# A novel frameshift STAG1 variant exhibiting haploinsufficiency due to the nonsense-mediated mRNA decay: a case report and literature review

**Authors:** Cuicui Jiang, Ke Wu, Ying Zhou

PMC · DOI: 10.3389/fped.2025.1648430 · Frontiers in Pediatrics · 2025-10-24

## TL;DR

This study reports a new STAG1 gene variant in a Chinese boy and shows it causes reduced protein production, supporting a role in a developmental disorder.

## Contribution

The study provides the first in vitro evidence that a STAG1 variant causes haploinsufficiency through mRNA decay.

## Key findings

- A novel STAG1 frameshift variant was identified in a patient with developmental disorder.
- The variant leads to reduced STAG1 protein due to mRNA decay via nonsense-mediated decay.
- The study expands the known mutation and clinical spectrum of MRD47.

## Abstract

The heterozygous STAG1 gene (OMIM*604358) variants are associated with autosomal dominant intellectual developmental disorder 47, known as mental retardation autosomal dominant 47 (MRD47, OMIM#617635).
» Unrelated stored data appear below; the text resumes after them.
PR #134, opened 2026-01-14
STPSF Dependency Updates

york-stsci:
- Synchronizes requirements.txt and pyproject.toml
- Adds upper version bounds to pyproject.toml


marcio-melendez (approved):
This looks good and in agreement with Slack conversations on the STPSF group. Thanks!

zacharyburnett:
sorry, I may just be ignorant of your workflow, but why do you have a `requirements.txt`? The requirements in `pyproject.toml` are sufficient to install requirements with `pip install`

mperrin:
I agree it's redundant to have both. Right now the requirements gets used by the GitHub CI so that needs to get reconfigured before deleting the requirements file.  I think we just need someone to update https://github.com/spacetelescope/stpsf/blob/develop/.github/workflows/ci_workflows.yml 
@york-stsci might that be something you could look at, sometime as time permits?

PR #135, opened 2026-01-14
remove `requirements.txt` and switch automated tests to reusable OpenAstronomy workflow

zacharyburnett:
> I agree it's redundant to have both. Right now the requirements gets used by the GitHub CI so that needs to get reconfigured before deleting the requirements file.  I think we just need someone to update https://github.com/spacetelescope/stpsf/blob/develop/.github/workflows/ci_workflows.yml 
@york-stsci might that be something you could look at, sometime as time permits?

_Originally posted by @mperrin in https://github.com/spacetelescope/stpsf/issues/134#issuecomment-3750988879_
            
I hope I'm not stepping on anyone's toes here, I was just already working in this repo so I figured I'd make a PR with this change


york-stsci:
It looks like this PR gets the configuration to work by removing the "latest" test entirely. Is that the case? If so, is it because it's not needed, or will we need to then add it back in with another method?

Also, do we do any sort of check to make sure that our minimum versions all still work?

zacharyburnett:
> It looks like this PR gets the configuration to work by removing the "latest" test entirely. Is that the case? If so, is it because it's not needed, or will we need to then add it back in with another method?
> 
> Also, do we do any sort of check to make sure that our minimum versions all still work?

the `-latest` toxenv was simply using the `requirements.txt` verbatim, which had upper pins (making it no different from a normal install). If we do want a truly `-latest` test then we can copy the current setup for `-legacy` in `tox.ini`, but unpin the versions

Right now, the `-legacy` toxenv defines static versions in `tox.ini`, with `poppy` set to the latest commit:
https://github.com/spacetelescope/stpsf/blob/df67fef9503c2e18adf85bcf9b5860acf3749937/tox.ini#L17-L22

mperrin:
The original intent was to test both the upper and lower bounds of what's supported. Now that `pyproject.toml` defines both a minimum and maximum version, is it possible to configure some test cases to use those for two different test cases, rather than have minimums hard-coded elsewhere for `-legacy`? I don't know how to do that in tox but maybe you do?

york-stsci:
The ideal for us would be if we could parse the toml file to create pins, one set with all of the minimum versions, and one with all of the maximum versions, especially so that we don't have to hardcode them and then keep them up to date.

york-stsci:
It looks like there's a tox module named tox-min-req that does exactly what we want. As far as I know, for all of our tests we just get (by default) the highest version available for everything (as in the most recent version below our pin), so I don't think we need a separate max test.

Would we be okay with adding a new tox module requirement?

york-stsci:
https://pypi.org/project/tox-min-req/

accompanied by

```
# In pyproject.toml
[tool.tox.ini_sections]
requires = ["tox-min-req"]
```

mperrin:
tox-min-req, nice.  It looks like someone has already invented the wheel that we need. Cool!

> Would we be okay with adding a new tox module requirement?

From my perspective, I think that's the kind of decision which y'all in ISEB should be the relevant authorities for, rather than me or Marcio for STPSF. If it's good with you then I think no objection from us. 👍

york-stsci:
From my perspective, this is an active pip project (it averages around one release per year, which is still reasonably active) and if it works for us there's no reason to find our own way of doing this. Tagging @BradleySappington for a second opinion, but I don't have an issue with using it.

BradleySappington:
@york-stsci - Going to first acknowledge that UV has a method for testing the minimum version inherently, but I don't think its worth migrating this repository to UV just for the sake of it as tox is working just fine.  That said, your proposal of having tox-min-req is a-ok with me!  Just make sure its an optional "test" dependency in pyproject.toml (this section already exists and is populated with two elements).

york-stsci:
Thanks for the mention of UV. If we think that's a better way forward in general, we might be able to do a multi-step transition. For example, the tox-uv module (https://pypi.org/project/tox-uv/#description) lets you run tox with uv as the base instead of virtualenv/pip, and it *does* seem that it would include UV's ability to specify highest/lowest compatible versions (and to make it explicit in our testing).

zacharyburnett:
> Thanks for the mention of UV. If we think that's a better way forward in general, we might be able to do a multi-step transition. For example, the tox-uv module (https://pypi.org/project/tox-uv/#description) lets you run tox with uv as the base instead of virtualenv/pip, and it _does_ seem that it would include UV's ability to specify highest/lowest compatible versions (and to make it explicit in our testing).

I can cheerlead for `tox-uv`, it makes environment creation much faster at basically no cost. We also have `minimum_dependencies` which we wrote to retrieve minimums without needing an extra tox module or using `uv`: https://github.com/OpenAstronomy/minimum_dependencies

here's how `romancal` does it in their `tox.ini` (calling it `-oldestdeps`):
https://github.com/spacetelescope/romancal/blob/06806e544cd3e45b6a652c366dbf155c59e385d4/tox.ini#L38-L49
```ini
deps =
    xdist: pytest-xdist
    ddtrace: ddtrace
    oldestdeps: minimum_dependencies
commands_pre =
    oldestdeps: minimum_dependencies romancal --filename requirements-min.txt
    oldestdeps: pip install -r requirements-min.txt
    stdevdeps: pip install -r requirements-dev-st.txt -U --upgrade-strategy eager
    devdeps: pip install -r requirements-dev-thirdparty.txt -U --upgrade-strategy eager
    pip list
commands =
    pytest \
```

york-stsci:
It seems as if tox-uv at least can do that without the need for anything else. From the pypi page,

> We use uv pip to install packages into the virtual environment. The behavior of this can be configured via the following options:
> 
> uv_resolution
> This flag, set on a tox environment level, informs uv of the desired [resolution strategy](https://github.com/astral-sh/uv/blob/0.1.20/README.md#resolution-strategy):
> highest - (default) selects the highest version of a package satisfying the constraints.
> lowest - install the lowest compatible versions for all dependencies, both direct and transitive.
> lowest-direct - opt for the lowest compatible versions for all direct dependencies, while using the latest compatible versions for all transitive dependencies.
> This is an uv specific feature that may be used as an alternative to frozen constraints for test environments if the intention is to validate the lower bounds of your dependencies during test executions.

york-stsci:
@zacharyburnett do you want to look into this, or would you like me to check out your branch and submit PRs to it for addition to this one?

zacharyburnett:
I apologize for the flurry of commits as I figure this out; I don't have the `stpsf` environment set up locally 😅

zacharyburnett:
This _should_ be ready now. I went ahead and changed the test CI to use the reusable OpenAstronomy workflow, which is kept updated upstream and centralizes maintenance for all our repositories. I set it up to use `tox-conda` to install conda deps, and `tox-uv` to use the `lowest-direct` resolution for the `-legacy` env.

Merging this PR will also require updating the branch protection rules in the repository settings to use the new names of the test jobs (using the toxenv names)

zacharyburnett:
Since this package is used downstream in the pipeline environments, I personally recommend keeping the number of pins in `pyproject.toml` to a minimum, which includes reducing the lower pins of dependencies to the lowest possible supported versions that still work, and unpinning upper pins on dependencies that do not **absolutely need** to be pinned

mperrin:
Looks like this PR from January got stalled but is ~ready to go. I think it slipped out of attention since no one is tagged specifically to do a review. @york-stsci would you be able to review this? (time permitting, non urgent, no rush -- we just probably shouldn't forget about it for another 3 months 😆 )

pyproject.toml
```diff
@@ -19,29 +19,29 @@ dynamic = [
 readme = "README.rst"
 requires-python = ">=3.10"
 dependencies = [
-    "astropy>=6.1.2,<7.1.0",
-    "astroquery>=0.4.7,<0.5.0",
+    "astropy>=5.1.0,<7.1.0",
```
york-stsci, line 22: Is the reduction of the required astropy version intentional, or the result of dependabot merges happening upstream?

zacharyburnett: I don't remember where this change came from, so I'll revert it

zacharyburnett:
is using `tox-conda` necessary for testing this package?

pyproject.toml
zacharyburnett: ah I see now; these changes are from the existing dependencies specified in the `-legacy` toxenv in `tox.ini`:
https://github.com/spacetelescope/stpsf/blob/13e7b5e009872330e3cb40a3a35343820fc735a5/tox.ini#L19-L22

Which "oldest supported dependencies" are correct, the ones in `tox.ini` or the ones in `pyproject.toml`?
https://github.com/spacetelescope/stpsf/blob/13e7b5e009872330e3cb40a3a35343820fc735a5/pyproject.toml#L22-L30

york-stsci: Via dependabot I've been updating pyproject.toml, so I'd go with those. I'm not sure how to get dependabot to see tox.ini, but I'll look into it.

york-stsci:
WRT tox conda, don't know.

pyproject.toml
zacharyburnett: why update the minimum pins via dependabot? Does `stpsf` now require features only in those versions?

mperrin: STPSF has little to no dependency on specific features of upstream packages at this point. It does not in general make use of much/any version specific recent changes in the upstream packages. It doesn’t and shouldn’t require using the absolutely latest version of any upstream package. The original intent back when setting this up was more like “STPSF should run on pretty much any currently-supported non-EOL’ed version of Python or astropy; it doesn’t care much”. But that general concept seems maybe not straightforward to turn into a config file.

zacharyburnett: ok that sounds good to me! I'll keep the pins at what they were in `tox.ini` then, since the tests against those lowest versions are passing right now

york-stsci: That was me forgetting what we were talking about. I don't think that we have dependabot doing that, unless we're in a situation where supporting a higher astropy version requires dropping support for (say) a lower numpy version. I do know that pyproject has been actively looked at recently, and I don't know that tox has been.

zacharyburnett: we also recently added a parameter in OpenAstronomy that adds toxenvs to test the package against all non-EOL'd versions of Python; I'll add that

zacharyburnett:
> WRT tox conda, don't know.

Alright, I'll try removing it and see if the tests still pass

zacharyburnett:
looks like removing `tox-conda` worked fine, so this PR is ready to go!

york-stsci (approved):
Given changes and discussion, looks good. Thank you!

mperrin:
@york-stsci @zacharyburnett This PR looks good to go, except some of the CI tests don't seem to have run. Is that intentional, or in any case understood enough to be something we can safely ignore and just merge this? Or should we kick the tests to try to get them re-run? Thanks

york-stsci:
It's not intentional. I have no idea why they haven't run, or how to re-run them. I can re-run the completed checks but those 5 seem to have somehow gotten lost.

zacharyburnett:
> @york-stsci @zacharyburnett This PR looks good to go, except some of the CI tests don't seem to have run. Is that intentional, or in any case understood enough to be something we can safely ignore and just merge this? Or should we kick the tests to try to get them re-run? Thanks

that's because the branch protection ruleset in this repo are expecting CI runs with specific names, but this PR changes those names (because it's using a reusable workflow it prepends `test / ` to the job names anyway). That's why they're marked as "Required" but they never start

Someone with admin access to this repo will have to force-merge this PR and then change the ruleset at https://github.com/spacetelescope/stpsf/settings/branches to remove the old job names and expect the new ones

york-stsci:
@zacharyburnett thank you! That makes a lot of sense. Given it, I'm going to merge this in.

york-stsci:
@zacharyburnett how do we need to update the branch protection rules in this case (or for the future)?

zacharyburnett:
> @zacharyburnett how do we need to update the branch protection rules in this case (or for the future)?

It should be at https://github.com/spacetelescope/stpsf/settings/branches (or, because GitHub is always changing things 🙄 https://github.com/spacetelescope/jwst/settings/rules). Then you go to the "Required Status Checks" entry and it'll have a list of CI jobs that you can remove (or add new ones) to be required before a PR can be merged normally

mperrin:
@york-stsci here's another one where it looks like you approved it as good to merge, but it hasn't been merged yet. Want me to go ahead and merge it, or is there a reason to wait? Thanks!

york-stsci:
Oops, this is the one where I was trying to look at the settings @zacharyburnett mentioned, but it didn't seem like we have any defined tests there at all, so I wasn't sure if we should merge this now or wait until I've figured out what's going on there. I'll give it a look today.

PR #136, opened 2026-01-20
Trending time series - add program IDs for cycle 4 maintenance programs

mperrin:
Trivial PR to add the list of cycle 4 WFS program IDs. The only effect of this is changing the color coding of the data points in `wavefront_time_series_plot` so the points show up blue (regular maintenance) instead of purple (MIMF and other non-routine WFS). 

It would probably make sense to revisit that color coding feature and just remove it entirely at this point, so as to not have to add a list of PIDs each cycle, but I'll leave that for another day.


marcio-melendez (approved):
Looks good. We need to find a way to get the relevant PIDs not hard coded.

Although more than 10 STAG1 variants have been reported, functional studies in vitro have not been performed. Our functional studies of a novel frameshift STAG1 variant in a Chinese boy have provided preliminary evidence confirming that the underlying pathogenic mechanism of MRD47 may be associated with STAG1 haploinsufficiency.

Trio-based whole-exome sequencing (trio-WES) was performed on genomic DNA (gDNA) of peripheral blood samples from the boy and his parents. Mutant STAG1 expression vectors pcDNA3.1(+)-FLAG-STAG1-mut and control pcDNA3.1(+)-FLAG-STAG1-WT mammalian expression vectors were constructed. Both vectors were transformed into HEK293T cells. The assays of relative STAG1 gene mRNA expression and STAG1 protein expression were adopted.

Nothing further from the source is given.